**Task details:**
From the first line of the entries below, reproduce everything exactly through the line with "The idea of", and nothing more.
(Dataset records Opens)
PR #386, opened 2019-11-06
RPC Command-line interface

gonzalocasas:
The idea of implicitly starting the RPC server from the proxy side is very problematic, so I propose we officialize a more straightforward approach, where the RPC server is explicitly started from the command line via a little cli utility.

The functionality of automatically trying to start it is still there, but I have now documented the new cli-based option, and I would suggest we focus on using that one more often in courses, workshops, etc. It will also make errors and output much more explicit (now it's very often the case that a failure is completely obscure and it ends up in something like `Fault` exception on the proxy side).

### Checklist

### DIFF
--- a/CHANGELOG.md
+++ b/CHANGELOG.md
@@ -10,14 +10,16 @@ and this project adheres to [Semantic Versioning](https://semver.org/spec/v2.0.0
 ### Added
 
 - Added `compas.geometry.icp_numpy` for pointcloud alignment using ICP.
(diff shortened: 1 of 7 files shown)


yck011522:
I really liked the idea where the proxy can be started automatically in the background. It felt like magic and it felt elegant to end-user. With an explicit start, an end user will need to keep another opened console, get to the correct environment manually, start the server and keep that console alive.

Why is the previous background proxy problematic?

Regarding "Fault" errors, can the error messages that happen within the proxy be properly thrown back to the host?

PR #387, opened 2019-11-07
closes #359: Added is_line_line_colinear()

### LINKED ISSUE #359: is_line_line_colinear
# Feature Request

As a **COMPAS user**, I want **compas.geometry.queries to have a function for lines co-linear check** and so that **we can all use it**.

## Details

**Describe the solution you'd like**
I would like the following (or something similar) to happen:
```
line1 = Line([0, 0, 0], [1, 1, 1])
line2 = Line([2, 2, 2], [3, 3,3])
assert is_line_line_colinear(line1, line2) == true
"Another Direction should work too"
line3 = Line([-2,- 2, -2], [3, 3,3])
assert is_line_line_colinear(line1, line3) == true
```

**Describe alternatives you've considered**
Currently there is a function to check if 3 points in colinear. 
https://github.com/compas-dev/compas/blob/16f3f6ef3b49a6a2191f41feb5da79d7bdac3f5c/src/compas/geometry/queries.py#L117

There is also feature to do intersection between 2 lines.  
https://github.com/compas-dev/compas/blob/16f3f6ef3b49a6a2191f41feb5da79d7bdac3f5c/src/compas/geometry/queries.py#L792

But not a simple 2 lines colinear check, or did I miss something? Would be useful to have this feature.

similarly, `is_line_line_overlap(l1, l2, epsilon)` might also be useful

yck011522:

### Checklist

### DIFF
--- a/CHANGELOG.md
+++ b/CHANGELOG.md
@@ -13,6 +13,7 @@ and this project adheres to [Semantic Versioning](https://semver.org/spec/v2.0.0
 - Added `__version__` to `compas_plotters`.
 - Added `compas_plotters` to `.bumpversion.cfg`.
 - Added `Colormap` to `compas.utilities`.
+- Added `is_line_line_colinear()` to `compas.geometry`
 - Added link to Github wiki for devguide.
 - Added pointcloud alignment example to docs.
 - Show git hash on `compas.__version__` if installed from git.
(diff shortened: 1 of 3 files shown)


tomvanmele:
nice!

PR #390, opened 2019-11-08
fixes LayerVisible different argument naming between Rhino5 and Rhino6

Achillx:
Argument names have changed between Rhino5 and Rhino6 for `LayerVisible` command. This fix switches from named arguments to positional ones. Also changes the behaviour of setting back the visibility state of the parent layer, to always return to visible. 

### Checklist

2. [x] Run all tests on your computer (i.e. `invoke test`).
3. [ ] If you add new functions/classes, check that:


tomvanmele:
cool thanks!

PR #395, opened 2019-11-12
point collection and collection with numpy backend

tomvanmele:
Check the timings at the bottom of the modules.
The Numpy based collection is factor 100 faster than the Python one...

### Checklist

### DIFF
--- a/src/compas/geometry/primitives/__init__.py
+++ b/src/compas/geometry/primitives/__init__.py
@@ -15,7 +15,9 @@ from .polygon import Polygon
 from .circle import Circle
 from .curve import Bezier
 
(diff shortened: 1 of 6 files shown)


tomvanmele:
a few notes:
* i would change the names of the static methods of the primitives that transform multiple objects at once to `_multiple` instead of `_collection` (as originally suggested by @gonzalocasas) because collections are now there own separate thin.
* perhaps further improvements are possible by using `numpy`'s structured arrays
* numpy based collections could automatically expose a proxy function and provide convenience methods for the JSON encoders and decoders to ensure transparent transfer of data across the wire...

Issue #341, opened 2019-09-29
Documentation tied to version of compas pkg.


tetov:
# Documentation tied to version of compas pkg.

## Problem description

I'd guess that the majority of users are installing compas from pypi or conda which means that they are installing the repo at a [tagged commit](https://github.com/compas-dev/compas/tags). If they want to view the [documentation online](https://compas-dev.github.io/main/) however they will see documentation from the most recent commit, which could cause confusion.

So the correct (version specific) documentation will be available in the installed package but not online.

## Proposed solution

I think it would be good to consider a system that allows documentation tied to tagged commits.

Two examples with both works with Sphinx would be:
* [sphinxcontrib-versioning](https://github.com/sphinx-contrib/sphinxcontrib-versioning)
* [ReadTheDocs](https://readthedocs.org/)

Sphinxcontrib-versioning could probably work with our current `Invoke` solution while a solution like ReadTheDocs would mean having the docs built and hosted by another service.

If there's interest I'd happily help making this change.

tomvanmele:
hi anton,

yes, that is indeed an unsolved problem that causes confusion. especially when we make backwards incompatible changes to the API.

as far as i know, it is not possible to use your own theme with RTD, so i would prefer the `sphinxcontrib-versioning` solution.

would be helpful indeed if you could propose a solution.

thanks,
tom

tetov:
Hi Tom!

I see. Yeah, RTD only allows its own theme or the standard Sphinx theme.

I will try to get the versioning-extension to work in the coming week. There's is some questions regarding the maintenance of the project, see <https://github.com/sphinx-contrib/sphinxcontrib-versioning/issues/59>, but there seems to be people interested and keen to keep it going.

**EDIT**
Here's an [example of sphinxcontrib-versioning in use](http://www.clawpack.com/), [source](https://github.com/clawpack/doc). Adding it here to give an example, and as a note to self.

tetov:
![image](https://user-images.githubusercontent.com/14882117/65876928-bf8a1380-e38a-11e9-91b7-2d84d8643a11.png)

Easiest would be to add the version selection like mockup above. Would that be a good solution?

And make the current version bold or in a different color.

tomvanmele:
if clicking on the version number switches the docs to the corresponding version, then that is great :)

worbit:
pasting here from a parallel discussion:

[...]

PR #396, opened 2019-11-16
Deploy docs only for tagged commits (releases)

tetov:

### Checklist

### Description
 
I've tried to implement sphinxcontrib-versioning to have docs generated for all releases of Compas, as described in #341. I've gotten it to work now after some patching of the sphinx extension (it's in maintenance limbo at the moment, again see #341 ).

However, Sphinx itself fails for a few of the tagged releases and fixing all those errors release by release doesn't seem feasible.

I suggest instead that we change the Travis job to only deploy after building tagged commits as described in [Travis docs](https://docs.travis-ci.com/user/deployment/releases/#deploying-only-on-tagged-builds).

This means that the docs will reflect the latest version of Compas which is most likely the one the user has installed. Travis will still run `invoke docs` and fail if there are errors in the Sphinx build. Contributors can run `invoke docs` to preview changes to the docs.

I've ran a few tests:
* [Tagged commit](https://travis-ci.org/tetov/compas/jobs/612837967#L3820) (tagged using `git tag -a 123)
* [Normal commit](https://travis-ci.org/tetov/compas/jobs/612840492#L3976)

This will only work if the commit is tagged before it's pushed, not if commits are tagged retroactively.

(Tags are never included in pull requests, at least according to [person on Stack Overflow](https://stackoverflow.com/a/45553305)

### DIFF
--- a/.travis.yml
+++ b/.travis.yml
@@ -27,5 +27,5 @@ deploy:
   target-branch: master
   local_dir: dist/docs
   on:
-    branch: master
+    tags: true
     condition: $TRAVIS_PYTHON_VERSION = 3.6
--- a/CHANGELOG.md
+++ b/CHANGELOG.md
@@ -41,6 +41,7 @@ and this project adheres to [Semantic Versioning](https://semver.org/spec/v2.0.0
 
 ### Changed
 
+- Docs are only deployed to github pages for tagged commits.
 - Fixing printing issue with `compas.geometry.Quarternion` in ironPython.
 - Fixed a missing import in `compas.geometry.Polygon`.
 - Removed unused imports in `compas.geometry.Polyline`.


tetov:
Sidenote: Given the amount of time I've spent on this I find it quite funny that in the end the PR only has one edited line. Even the edit to the changelog is longer.

gonzalocasas:
lgtm!

gonzalocasas (approved):

tetov:
Reposting parts of slack conversation with @gonzalocasas.

Reverting to an older commit, committing the revert and tagging it would make Travis deploy. That could be useful in case a rollback ever needs to be done.

The bumpversion workflow would change a little bit, tagging the commit needs to happen before the push.

PR #403, opened 2019-11-25
Fix target generator exhaustion in iterable_like()

arpastrana:

### Checklist

### Description

This is a bug fix to #367.  
Zipped values from `zip_longest` are computed and yielded one by one until `target` is exhausted.

Passing a `generator` as `target` will raise a `StopIteration` exception prematurely since `zip_longest` would have already consumed it. Therefore, `itertools.tee()` is introduced to create a `counter` upon which zipped values will be released.

We iterate over `counter`, (previously `target`), to also cap `reference` to the size of `target` in case the former is target than the latter. 

Default parameters have also been adjusted.

### How to reproduce?

This works (list and tuple):

```
import compas
from compas.utilities import iterable_like

keys = [0, 1, 2, 3]
color = (255, 0, 0)
f = list(iterable_like(keys, color))
print(len(keys) == len(f))  # True
```

This will not (generator and generator):

```
import compas

from compas.utilities import iterable_like

faces = Mesh.from_obj(compas.get("faces.obj"))
hypar = Mesh.from_obj(compas.get("hypar.obj"))

f = list(iterable_like(faces.faces(), hypar.faces(), as_single=False))
print(len(list(faces.faces())) == len(f))  # False
```


tomvanmele:
would it make sense to drop the `as_single` parameter and leave it up to the user to wrap the reference value if it is supposed to be seen as a "single" value?

```python
colors = iterable_like(keys, [(255, 0, 0)])
```

arpastrana:
It definitely makes it more succinct.

I have the impression though that `fillvalue` would need to always be explicitly defined since `reference` could thus be any iterable.

```
color = (255, 0, 0)
colors = iterable_like(keys, [color], color)
```

Would this look reasonable to you?

tomvanmele:
it makes everything more explicit, which is a good idea i think...

arpastrana:
`as_single` has been removed; dependant functions modified accordingly 😄

PR #404, opened 2019-11-29
box is now at origin

tomvanmele:
The box shape is inconsistent with other shapes. If it is defined by its properties, it is not located at the origin, and the local origin is not at the center of the box. This PR fixes that...

### Checklist

### DIFF
--- a/src/compas/geometry/primitives/shapes/box.py
+++ b/src/compas/geometry/primitives/shapes/box.py
@@ -4,6 +4,7 @@ from __future__ import print_function
 
 from compas.geometry import subtract_vectors
 from compas.geometry.primitives import Frame
+from compas.geometry.primitives import Point
 from compas.geometry.primitives import Vector
 from compas.geometry.primitives.shapes import Shape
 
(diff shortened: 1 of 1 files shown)


romanarust:
Yes, correct. I would go for centering in x and y, but not in z.

romanarust:
Correct, it very much feels strange that the frame is in the center of box....

tomvanmele:
i understand, but it is inconsistent with other shapes and that is arguably the most confusing. note that if you create the box from spatial geometric inputs it will still be located in relation to those inputs, but the origin of its frame is always at the centroid. this seems to make the most sense for applying transformations...

worbit:
hi all
i can understand the reservations, but i still think this makes sense.

Screenshot 2019-11-29 at 15 05 42

note that also grasshopper (left) and rhino (right) put the gumball / transformation handle / plane in the centre of the box (after creation). creating a box from two opposite corner points also still works in compas!

tomvanmele:
yes, so the methods `from_diagonal`, `from_corner_corner_height`, ... still place the box at the specified locations, but the local coordinate system is at the centroid such that transformations can be applied transparently...

romanarust:
true, then let's leave it like that. but we should we then provide methods like `Box.bottom/top_frame` and `Cylinder.bottom/top_frame` for convenience?

Issue #398, opened 2019-11-19
Polyhedron class is missing to/from data


gonzalocasas:
The `Polyhedron` class is the only `Shape` class that does not implement from/to data operations. Since all other shapes implement this, I categorize this as a bug rather than feature request.

**Steps to reproduce**
```
>>> t = Polyhedron.from_platonicsolid(4)
>>> t.data
Traceback (most recent call last):
    raise NotImplementedError
```

* compas version: `0.11.0`

PR #405, opened 2019-12-01
Added data methods to Polyhedron()

arpastrana:

### Checklist

### PR Description

This first commit of the PR intends to solve issue #398 by implementing `to_data`, `from_data` methods; as well as the `data` property.

@gonzalocasas I was wondering though if we should check if `len(faces)` is one of the supported face count values: (4, 6, 8, 12, 20)?

### DIFF
--- a/CHANGELOG.md
+++ b/CHANGELOG.md
@@ -11,7 +11,7 @@ and this project adheres to [Semantic Versioning](https://semver.org/spec/v2.0.0
 
 - Added inherited methods to class docs.
 - Added data structure mixins to the docs.
-- Added `data`, `to_data`, and `from_data` to `compas.geometry.Polyhedron`
+- Added `data` and `from_data` to `compas.geometry.Polyhedron`
 
 ### Changed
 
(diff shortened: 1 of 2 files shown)


arpastrana:
I think we could do that with `cls.generate()`...

tomvanmele:
could you remove the `to_data` function? want to get rid of them everywhere...

arpastrana:
Sure! Just for curiosity, why would you like to get them removed everywhere?

tomvanmele:
just a wrapper for `data` and i would like to go towards "1 correct/preferred way of doing things"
(Dataset records Closes)
**Result:**
PR #386, opened 2019-11-06
RPC Command-line interface

gonzalocasas:
The idea of implicitly starting the RPC server from the proxy side is very problematic, so I propose we officialize a more straightforward approach, where the RPC server is explicitly started from the command line via a little cli utility.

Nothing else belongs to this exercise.